Collected data entries:
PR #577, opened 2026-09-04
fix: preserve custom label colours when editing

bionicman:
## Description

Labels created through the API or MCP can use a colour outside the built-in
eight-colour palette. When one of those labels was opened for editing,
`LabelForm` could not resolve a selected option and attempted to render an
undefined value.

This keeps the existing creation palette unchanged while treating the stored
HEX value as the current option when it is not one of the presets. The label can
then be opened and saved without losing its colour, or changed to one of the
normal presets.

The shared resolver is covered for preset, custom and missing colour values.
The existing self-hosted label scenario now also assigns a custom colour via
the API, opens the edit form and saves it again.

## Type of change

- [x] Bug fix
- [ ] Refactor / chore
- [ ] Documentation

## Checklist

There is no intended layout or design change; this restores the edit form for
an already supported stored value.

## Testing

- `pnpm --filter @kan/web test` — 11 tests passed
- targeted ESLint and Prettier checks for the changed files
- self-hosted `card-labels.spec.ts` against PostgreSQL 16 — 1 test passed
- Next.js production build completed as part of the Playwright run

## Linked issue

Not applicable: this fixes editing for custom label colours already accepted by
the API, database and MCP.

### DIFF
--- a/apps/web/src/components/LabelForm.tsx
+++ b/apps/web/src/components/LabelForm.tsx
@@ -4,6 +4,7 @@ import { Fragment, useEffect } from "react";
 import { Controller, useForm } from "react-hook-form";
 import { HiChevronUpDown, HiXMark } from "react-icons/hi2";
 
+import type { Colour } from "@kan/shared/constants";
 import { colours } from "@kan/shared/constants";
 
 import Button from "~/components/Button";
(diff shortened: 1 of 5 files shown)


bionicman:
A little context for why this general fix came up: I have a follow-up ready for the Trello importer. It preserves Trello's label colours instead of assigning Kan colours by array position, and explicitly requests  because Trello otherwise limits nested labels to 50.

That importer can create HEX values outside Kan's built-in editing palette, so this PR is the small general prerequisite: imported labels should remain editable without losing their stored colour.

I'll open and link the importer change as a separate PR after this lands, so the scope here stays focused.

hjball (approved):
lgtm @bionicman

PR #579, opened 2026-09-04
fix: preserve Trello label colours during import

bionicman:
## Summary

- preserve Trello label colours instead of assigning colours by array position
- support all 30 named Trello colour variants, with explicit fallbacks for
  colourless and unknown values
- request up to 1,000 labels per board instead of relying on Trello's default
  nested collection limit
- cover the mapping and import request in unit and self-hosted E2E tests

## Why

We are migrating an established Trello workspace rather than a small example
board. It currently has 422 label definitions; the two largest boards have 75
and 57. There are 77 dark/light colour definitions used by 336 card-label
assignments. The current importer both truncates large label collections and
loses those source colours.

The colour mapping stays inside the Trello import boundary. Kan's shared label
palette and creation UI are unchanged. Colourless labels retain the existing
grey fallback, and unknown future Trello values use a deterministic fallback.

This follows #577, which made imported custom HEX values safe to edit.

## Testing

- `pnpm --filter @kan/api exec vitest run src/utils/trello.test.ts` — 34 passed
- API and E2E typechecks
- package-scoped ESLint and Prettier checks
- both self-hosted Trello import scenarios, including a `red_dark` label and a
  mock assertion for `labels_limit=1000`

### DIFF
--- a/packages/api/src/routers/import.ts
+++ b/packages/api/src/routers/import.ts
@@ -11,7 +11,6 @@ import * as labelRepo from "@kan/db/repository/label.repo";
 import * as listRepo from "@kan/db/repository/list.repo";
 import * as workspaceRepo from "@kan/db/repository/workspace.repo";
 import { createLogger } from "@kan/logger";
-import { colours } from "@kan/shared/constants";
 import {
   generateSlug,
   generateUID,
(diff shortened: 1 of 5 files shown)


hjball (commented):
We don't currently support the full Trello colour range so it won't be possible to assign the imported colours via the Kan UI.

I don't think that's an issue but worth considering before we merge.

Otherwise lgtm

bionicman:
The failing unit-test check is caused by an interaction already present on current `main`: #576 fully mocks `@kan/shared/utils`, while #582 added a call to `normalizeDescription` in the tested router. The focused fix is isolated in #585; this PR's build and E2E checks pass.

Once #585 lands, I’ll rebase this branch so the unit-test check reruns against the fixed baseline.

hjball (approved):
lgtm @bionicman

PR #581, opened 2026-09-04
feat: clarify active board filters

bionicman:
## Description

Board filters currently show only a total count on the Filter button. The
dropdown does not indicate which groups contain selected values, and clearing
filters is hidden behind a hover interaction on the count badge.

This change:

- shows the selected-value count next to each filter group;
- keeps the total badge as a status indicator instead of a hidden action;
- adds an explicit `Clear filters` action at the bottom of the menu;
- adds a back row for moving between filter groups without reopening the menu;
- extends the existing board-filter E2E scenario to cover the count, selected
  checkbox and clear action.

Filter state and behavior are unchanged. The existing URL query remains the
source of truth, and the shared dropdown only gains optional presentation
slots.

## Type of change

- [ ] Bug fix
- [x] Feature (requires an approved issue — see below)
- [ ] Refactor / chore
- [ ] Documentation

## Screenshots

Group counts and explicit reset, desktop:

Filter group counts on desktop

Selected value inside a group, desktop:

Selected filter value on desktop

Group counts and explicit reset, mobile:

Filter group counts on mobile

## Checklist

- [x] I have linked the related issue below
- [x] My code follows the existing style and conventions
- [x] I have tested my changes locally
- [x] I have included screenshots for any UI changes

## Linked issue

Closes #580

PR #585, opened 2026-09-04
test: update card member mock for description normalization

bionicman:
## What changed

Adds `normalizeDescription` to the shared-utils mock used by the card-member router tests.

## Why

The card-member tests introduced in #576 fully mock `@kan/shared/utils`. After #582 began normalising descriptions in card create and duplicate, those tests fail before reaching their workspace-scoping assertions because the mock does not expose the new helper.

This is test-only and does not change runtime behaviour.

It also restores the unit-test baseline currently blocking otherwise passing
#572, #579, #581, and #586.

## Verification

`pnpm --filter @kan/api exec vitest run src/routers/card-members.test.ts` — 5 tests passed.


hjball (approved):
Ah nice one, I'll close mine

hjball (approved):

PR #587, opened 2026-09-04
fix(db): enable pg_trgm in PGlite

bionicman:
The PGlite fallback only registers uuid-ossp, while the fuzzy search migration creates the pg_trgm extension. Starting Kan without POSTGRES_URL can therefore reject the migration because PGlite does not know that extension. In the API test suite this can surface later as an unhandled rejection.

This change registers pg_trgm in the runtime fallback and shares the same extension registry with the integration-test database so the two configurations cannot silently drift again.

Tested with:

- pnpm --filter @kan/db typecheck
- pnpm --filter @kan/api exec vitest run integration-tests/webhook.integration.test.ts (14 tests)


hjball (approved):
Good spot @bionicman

---

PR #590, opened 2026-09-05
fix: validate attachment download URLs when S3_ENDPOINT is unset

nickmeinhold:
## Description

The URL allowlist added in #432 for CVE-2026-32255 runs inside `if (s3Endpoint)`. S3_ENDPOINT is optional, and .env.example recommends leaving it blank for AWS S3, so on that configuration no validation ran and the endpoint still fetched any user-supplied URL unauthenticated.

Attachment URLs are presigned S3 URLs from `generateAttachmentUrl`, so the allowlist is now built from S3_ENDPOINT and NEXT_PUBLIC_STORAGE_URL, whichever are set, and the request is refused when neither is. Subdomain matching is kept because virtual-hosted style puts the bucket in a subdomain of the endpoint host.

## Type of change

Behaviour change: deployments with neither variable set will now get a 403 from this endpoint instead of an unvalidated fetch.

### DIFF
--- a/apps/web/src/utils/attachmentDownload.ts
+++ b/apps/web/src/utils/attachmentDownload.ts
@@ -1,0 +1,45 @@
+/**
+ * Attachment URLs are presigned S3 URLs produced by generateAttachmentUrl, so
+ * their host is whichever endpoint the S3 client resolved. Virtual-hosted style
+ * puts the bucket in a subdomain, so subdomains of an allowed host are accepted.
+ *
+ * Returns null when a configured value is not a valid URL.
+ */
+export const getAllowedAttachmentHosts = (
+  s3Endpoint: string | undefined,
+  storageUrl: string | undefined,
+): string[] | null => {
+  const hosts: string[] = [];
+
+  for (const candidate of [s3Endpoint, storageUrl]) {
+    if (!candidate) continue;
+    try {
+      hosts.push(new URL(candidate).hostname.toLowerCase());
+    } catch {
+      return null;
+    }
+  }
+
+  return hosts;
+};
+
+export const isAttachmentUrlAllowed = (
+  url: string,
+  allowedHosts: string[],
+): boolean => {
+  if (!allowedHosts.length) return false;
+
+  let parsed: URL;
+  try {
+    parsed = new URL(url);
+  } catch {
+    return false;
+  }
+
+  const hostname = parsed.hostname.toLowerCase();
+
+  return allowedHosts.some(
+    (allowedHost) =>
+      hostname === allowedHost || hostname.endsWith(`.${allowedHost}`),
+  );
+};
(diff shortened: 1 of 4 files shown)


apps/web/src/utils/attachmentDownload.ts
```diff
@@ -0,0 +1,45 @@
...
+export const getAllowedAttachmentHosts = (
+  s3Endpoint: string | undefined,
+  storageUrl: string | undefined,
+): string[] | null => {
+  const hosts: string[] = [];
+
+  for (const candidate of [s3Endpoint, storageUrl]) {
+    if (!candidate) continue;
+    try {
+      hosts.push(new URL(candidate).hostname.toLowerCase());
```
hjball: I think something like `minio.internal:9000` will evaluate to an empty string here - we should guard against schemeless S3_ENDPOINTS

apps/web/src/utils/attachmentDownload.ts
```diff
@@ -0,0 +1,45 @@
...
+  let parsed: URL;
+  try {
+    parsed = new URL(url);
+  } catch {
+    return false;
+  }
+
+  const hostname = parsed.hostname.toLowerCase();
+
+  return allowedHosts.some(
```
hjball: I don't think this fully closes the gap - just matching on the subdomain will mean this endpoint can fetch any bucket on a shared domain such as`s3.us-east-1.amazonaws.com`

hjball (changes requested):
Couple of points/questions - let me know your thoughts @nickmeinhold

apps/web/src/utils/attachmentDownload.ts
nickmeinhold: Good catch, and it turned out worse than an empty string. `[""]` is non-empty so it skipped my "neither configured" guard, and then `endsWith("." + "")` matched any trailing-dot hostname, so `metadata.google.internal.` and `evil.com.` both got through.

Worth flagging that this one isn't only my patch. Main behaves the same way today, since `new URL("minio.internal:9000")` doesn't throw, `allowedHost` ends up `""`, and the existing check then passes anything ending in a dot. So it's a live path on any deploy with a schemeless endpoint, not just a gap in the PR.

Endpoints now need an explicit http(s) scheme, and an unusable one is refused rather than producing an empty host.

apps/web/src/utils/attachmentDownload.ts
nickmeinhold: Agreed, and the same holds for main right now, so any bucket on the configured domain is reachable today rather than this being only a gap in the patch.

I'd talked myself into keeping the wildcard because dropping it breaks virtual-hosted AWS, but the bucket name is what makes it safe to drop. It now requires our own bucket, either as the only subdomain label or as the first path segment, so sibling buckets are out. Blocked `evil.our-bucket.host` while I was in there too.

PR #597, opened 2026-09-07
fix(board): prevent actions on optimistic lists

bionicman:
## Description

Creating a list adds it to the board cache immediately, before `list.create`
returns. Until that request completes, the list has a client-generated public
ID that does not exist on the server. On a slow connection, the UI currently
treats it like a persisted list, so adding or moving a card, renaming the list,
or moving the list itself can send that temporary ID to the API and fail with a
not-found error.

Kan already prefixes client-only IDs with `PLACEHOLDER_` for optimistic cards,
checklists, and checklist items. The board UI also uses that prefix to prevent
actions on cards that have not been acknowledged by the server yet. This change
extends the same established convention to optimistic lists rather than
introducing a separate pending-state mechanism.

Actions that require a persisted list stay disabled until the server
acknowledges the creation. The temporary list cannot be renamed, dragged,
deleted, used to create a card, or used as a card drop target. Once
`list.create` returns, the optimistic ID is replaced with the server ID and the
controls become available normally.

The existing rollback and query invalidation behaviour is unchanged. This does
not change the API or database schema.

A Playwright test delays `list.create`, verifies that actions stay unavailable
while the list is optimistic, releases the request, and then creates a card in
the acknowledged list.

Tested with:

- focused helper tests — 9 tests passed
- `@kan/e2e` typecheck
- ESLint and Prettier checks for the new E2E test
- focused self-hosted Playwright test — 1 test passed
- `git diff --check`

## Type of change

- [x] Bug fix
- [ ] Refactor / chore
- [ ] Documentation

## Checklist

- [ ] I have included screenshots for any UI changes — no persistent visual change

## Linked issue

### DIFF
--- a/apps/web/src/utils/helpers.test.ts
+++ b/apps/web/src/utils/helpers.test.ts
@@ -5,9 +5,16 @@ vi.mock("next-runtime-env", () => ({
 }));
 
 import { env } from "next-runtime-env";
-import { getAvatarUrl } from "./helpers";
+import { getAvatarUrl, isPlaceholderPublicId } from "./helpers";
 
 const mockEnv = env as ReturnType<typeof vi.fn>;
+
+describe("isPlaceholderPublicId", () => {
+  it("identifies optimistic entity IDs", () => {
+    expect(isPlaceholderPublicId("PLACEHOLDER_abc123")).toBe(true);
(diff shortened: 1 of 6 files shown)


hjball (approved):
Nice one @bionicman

--

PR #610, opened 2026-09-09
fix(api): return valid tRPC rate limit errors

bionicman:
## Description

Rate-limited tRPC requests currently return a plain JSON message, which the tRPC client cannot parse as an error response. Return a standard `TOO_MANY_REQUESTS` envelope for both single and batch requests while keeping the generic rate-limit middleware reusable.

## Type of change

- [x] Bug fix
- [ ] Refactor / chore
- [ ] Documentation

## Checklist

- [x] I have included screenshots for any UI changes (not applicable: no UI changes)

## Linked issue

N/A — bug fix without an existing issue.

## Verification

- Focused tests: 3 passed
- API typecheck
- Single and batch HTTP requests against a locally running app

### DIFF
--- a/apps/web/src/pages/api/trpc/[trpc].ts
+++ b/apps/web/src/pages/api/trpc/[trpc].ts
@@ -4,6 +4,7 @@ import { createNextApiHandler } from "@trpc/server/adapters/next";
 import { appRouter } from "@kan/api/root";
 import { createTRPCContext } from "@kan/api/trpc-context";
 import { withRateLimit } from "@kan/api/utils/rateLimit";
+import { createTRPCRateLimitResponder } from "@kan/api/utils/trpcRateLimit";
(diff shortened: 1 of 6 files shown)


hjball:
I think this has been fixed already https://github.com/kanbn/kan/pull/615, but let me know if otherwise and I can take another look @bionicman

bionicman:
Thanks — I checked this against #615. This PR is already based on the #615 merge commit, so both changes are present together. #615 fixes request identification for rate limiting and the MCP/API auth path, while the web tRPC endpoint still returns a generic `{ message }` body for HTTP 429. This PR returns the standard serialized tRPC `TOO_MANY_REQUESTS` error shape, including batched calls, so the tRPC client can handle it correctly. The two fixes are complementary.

Task to carry out:
Look above for the line holding "and 57. There" and the line holding "- shows the". Retype both, and every line between them, word for word and nothing else.

Result of this exercise:
and 57. There are 77 dark/light colour definitions used by 336 card-label
assignments. The current importer both truncates large label collections and
loses those source colours.

The colour mapping stays inside the Trello import boundary. Kan's shared label
palette and creation UI are unchanged. Colourless labels retain the existing
grey fallback, and unknown future Trello values use a deterministic fallback.

This follows #577, which made imported custom HEX values safe to edit.

## Testing

- `pnpm --filter @kan/api exec vitest run src/utils/trello.test.ts` — 34 passed
- API and E2E typechecks
- package-scoped ESLint and Prettier checks
- both self-hosted Trello import scenarios, including a `red_dark` label and a
  mock assertion for `labels_limit=1000`

### DIFF
--- a/packages/api/src/routers/import.ts
+++ b/packages/api/src/routers/import.ts
@@ -11,7 +11,6 @@ import * as labelRepo from "@kan/db/repository/label.repo";
 import * as listRepo from "@kan/db/repository/list.repo";
 import * as workspaceRepo from "@kan/db/repository/workspace.repo";
 import { createLogger } from "@kan/logger";
-import { colours } from "@kan/shared/constants";
 import {
   generateSlug,
   generateUID,
(diff shortened: 1 of 5 files shown)


hjball (commented):
We don't currently support the full Trello colour range so it won't be possible to assign the imported colours via the Kan UI.

I don't think that's an issue but worth considering before we merge.

Otherwise lgtm

bionicman:
The failing unit-test check is caused by an interaction already present on current `main`: #576 fully mocks `@kan/shared/utils`, while #582 added a call to `normalizeDescription` in the tested router. The focused fix is isolated in #585; this PR's build and E2E checks pass.

Once #585 lands, I’ll rebase this branch so the unit-test check reruns against the fixed baseline.

hjball (approved):
lgtm @bionicman

PR #581, opened 2026-09-04
feat: clarify active board filters

bionicman:
## Description

Board filters currently show only a total count on the Filter button. The
dropdown does not indicate which groups contain selected values, and clearing
filters is hidden behind a hover interaction on the count badge.

This change:

- shows the selected-value count next to each filter group;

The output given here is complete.